● DIRECTIONS FOR THIS TASK: Reproduce each line of the material precisely.

::::::::::

PR #4450, opened 2025-02-20
desktop: show proper browser titles

patosullivan:
fixes tlon-3329

This shows either a pretty route name or the name of the group/channel when navigated to a group/channel.

### DIFF
--- a/apps/tlon-web-new/src/app.tsx
+++ b/apps/tlon-web-new/src/app.tsx
@@ -1,4 +1,4 @@
-// Copyright 2024, Tlon Corporation
+// Copyright 2025, Tlon Corporation
 import {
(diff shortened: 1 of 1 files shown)


patosullivan:
> Makes sense to me. Another place to remember to add something—did we do this declaratively in the route definition in old web?

We used react-helmet to specify it on individual screens, i.e., DiaryChannel had it, HeapChannel, FindGroups, DiaryNote, etc. It was distributed throughout the app.

jamesacklin:
OK, no issue there then. For some reason I thought we had the pretty title as a route prop, but I'm fine with this either way.

latter-bolden (approved):
Lgtm

PR #4451, opened 2025-02-20
Mobile: Prevent groups getting stuck in "requested invite" state

latter-bolden:
The issue here was keeping `haveRequestedInvite` in sync on the group model. 

If that flag is set, we'll display the group as an unjoined preview at the top of your list (overrides `currentUserIsMember`). The groups serializer was never modifying that column.  If you 1) had requested an invite and 2) accepted that invite on another client, the field would get "stuck" and would continue to seem unjoined.

Updates the serializer to properly set `haveRequestedInvite` and the insert query to allow overwriting it.

Fixes TLON-3707


patosullivan (approved):
Makes sense to me!

PR #4454, opened 2025-02-21
http-api: fix order of disposes so we aren't aborting new valid requests

arthyn:
OTT, @pkova and I found this when trying to investigate why we were getting stuck in a "Connecting..." state. Basically we were aborting after initiating a bunch of new requests to resubscribe to things. Aborts trigger an error on the fetch which we don't handle, so we were never hitting the code path where the event source gets reinitiated.


latter-bolden (approved):
🔥 awesome find

PR #4458, opened 2025-02-21
maestro: add mobile UI test flows for group creation, customization

jamesacklin:
Adds several tests for the creation and customization of groups.

- Tap on the "+" button
- Assert that the creation sheet pops
- Assert that the contacts sheet pops
- Create the group
- Navigate back to Home and assert that the group is created
- Open the Customize group screen from the empty "General" channel
- Change the group name and confirm on the Home screen
- Change the group icon/picture (iOS only)
- Change the group description
- Open the overflow menu from the channel header
- Pin and unpin the group, checking on the Home screen for position
- Copy group reference
- Set group privacy
- Edit the Admin role
- Create a role
- Create a channel
- Move channels up and down
- Rename a channel
- Create a channel section (currently failing due to TLON-3714)
- Set the notification volume for the group
- Verify that the channel selection screen appears in the navigation stack for a 2-channel group
- Delete a channel
- Assign a role to a user
- Change a channel's permissions to use a role
- Attempt to delete a role that still has members/channels assigned to it
- Rename the role
- Remove a role from a user
- Remove a role from a channel's permissions
- Delete a role that has no members or channels assigned to it

Deletes the test group, cleans up, and logs out after each create/modify/verify sequence.

Also makes some changes to existing tests to ensure cross-platform compatibility in the cloud runner context:

- Adds a "Close" button to the favorite group selection sheet in the profile editor (swipe-down is unreliable on iOS)
- Asserts that the "Photo Library" button appears when changing an avatar or group icon; does not upload the image (no way to check it succeeded, and was fraught w/ selectors)
- Only runs the Contacts test on iOS because the Contacts screen fails to update in the Android emulator due to its lack of support for SSE.

Finally, changes the GitHub workflow to build both app editions in parallel, then test with Robin in series. This lets us avoid overlapping states between the two tests which could cause false negatives.

### DIFF
--- a/.github/workflows/mobile-testing.yml
+++ b/.github/workflows/mobile-testing.yml
@@ -6,7 +6,7 @@ on:
 jobs:
   build:
     runs-on: ubuntu-latest
-    name: Build iOS and Android
+    name: Build apps
     strategy:
       matrix:
         platform: [ios, android]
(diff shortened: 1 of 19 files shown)


arthyn (approved):
lgtm

jamesacklin:
Made some changes to the GitHub workflow. You can see it in action here: https://github.com/tloncorp/tlon-apps/actions/runs/13524335100

arthyn (approved):
latest changes lgtm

::::::::::

● TASK SOLUTION:
PR #4450, opened 2025-02-20
desktop: show proper browser titles

patosullivan:
fixes tlon-3329

This shows either a pretty route name or the name of the group/channel when navigated to a group/channel.

### DIFF
--- a/apps/tlon-web-new/src/app.tsx
+++ b/apps/tlon-web-new/src/app.tsx
@@ -1,4 +1,4 @@
-// Copyright 2024, Tlon Corporation
+// Copyright 2025, Tlon Corporation
 import {
(diff shortened: 1 of 1 files shown)


patosullivan:
> Makes sense to me. Another place to remember to add something—did we do this declaratively in the route definition in old web?

We used react-helmet to specify it on individual screens, i.e., DiaryChannel had it, HeapChannel, FindGroups, DiaryNote, etc. It was distributed throughout the app.

jamesacklin:
OK, no issue there then. For some reason I thought we had the pretty title as a route prop, but I'm fine with this either way.

latter-bolden (approved):
Lgtm

PR #4451, opened 2025-02-20
Mobile: Prevent groups getting stuck in "requested invite" state

latter-bolden:
The issue here was keeping `haveRequestedInvite` in sync on the group model. 

If that flag is set, we'll display the group as an unjoined preview at the top of your list (overrides `currentUserIsMember`). The groups serializer was never modifying that column.  If you 1) had requested an invite and 2) accepted that invite on another client, the field would get "stuck" and would continue to seem unjoined.

Updates the serializer to properly set `haveRequestedInvite` and the insert query to allow overwriting it.

Fixes TLON-3707


patosullivan (approved):
Makes sense to me!

PR #4454, opened 2025-02-21
http-api: fix order of disposes so we aren't aborting new valid requests

arthyn:
OTT, @pkova and I found this when trying to investigate why we were getting stuck in a "Connecting..." state. Basically we were aborting after initiating a bunch of new requests to resubscribe to things. Aborts trigger an error on the fetch which we don't handle, so we were never hitting the code path where the event source gets reinitiated.


latter-bolden (approved):
🔥 awesome find

PR #4458, opened 2025-02-21
maestro: add mobile UI test flows for group creation, customization

jamesacklin:
Adds several tests for the creation and customization of groups.

- Tap on the "+" button
- Assert that the creation sheet pops
- Assert that the contacts sheet pops
- Create the group
- Navigate back to Home and assert that the group is created
- Open the Customize group screen from the empty "General" channel
- Change the group name and confirm on the Home screen
- Change the group icon/picture (iOS only)
- Change the group description
- Open the overflow menu from the channel header
- Pin and unpin the group, checking on the Home screen for position
- Copy group reference
- Set group privacy
- Edit the Admin role
- Create a role
- Create a channel
- Move channels up and down
- Rename a channel
- Create a channel section (currently failing due to TLON-3714)
- Set the notification volume for the group
- Verify that the channel selection screen appears in the navigation stack for a 2-channel group
- Delete a channel
- Assign a role to a user
- Change a channel's permissions to use a role
- Attempt to delete a role that still has members/channels assigned to it
- Rename the role
- Remove a role from a user
- Remove a role from a channel's permissions
- Delete a role that has no members or channels assigned to it

Deletes the test group, cleans up, and logs out after each create/modify/verify sequence.

Also makes some changes to existing tests to ensure cross-platform compatibility in the cloud runner context:

- Adds a "Close" button to the favorite group selection sheet in the profile editor (swipe-down is unreliable on iOS)
- Asserts that the "Photo Library" button appears when changing an avatar or group icon; does not upload the image (no way to check it succeeded, and was fraught w/ selectors)
- Only runs the Contacts test on iOS because the Contacts screen fails to update in the Android emulator due to its lack of support for SSE.

Finally, changes the GitHub workflow to build both app editions in parallel, then test with Robin in series. This lets us avoid overlapping states between the two tests which could cause false negatives.

### DIFF
--- a/.github/workflows/mobile-testing.yml
+++ b/.github/workflows/mobile-testing.yml
@@ -6,7 +6,7 @@ on:
 jobs:
   build:
     runs-on: ubuntu-latest
-    name: Build iOS and Android
+    name: Build apps
     strategy:
       matrix:
         platform: [ios, android]
(diff shortened: 1 of 19 files shown)


arthyn (approved):
lgtm

jamesacklin:
Made some changes to the GitHub workflow. You can see it in action here: https://github.com/tloncorp/tlon-apps/actions/runs/13524335100

arthyn (approved):
latest changes lgtm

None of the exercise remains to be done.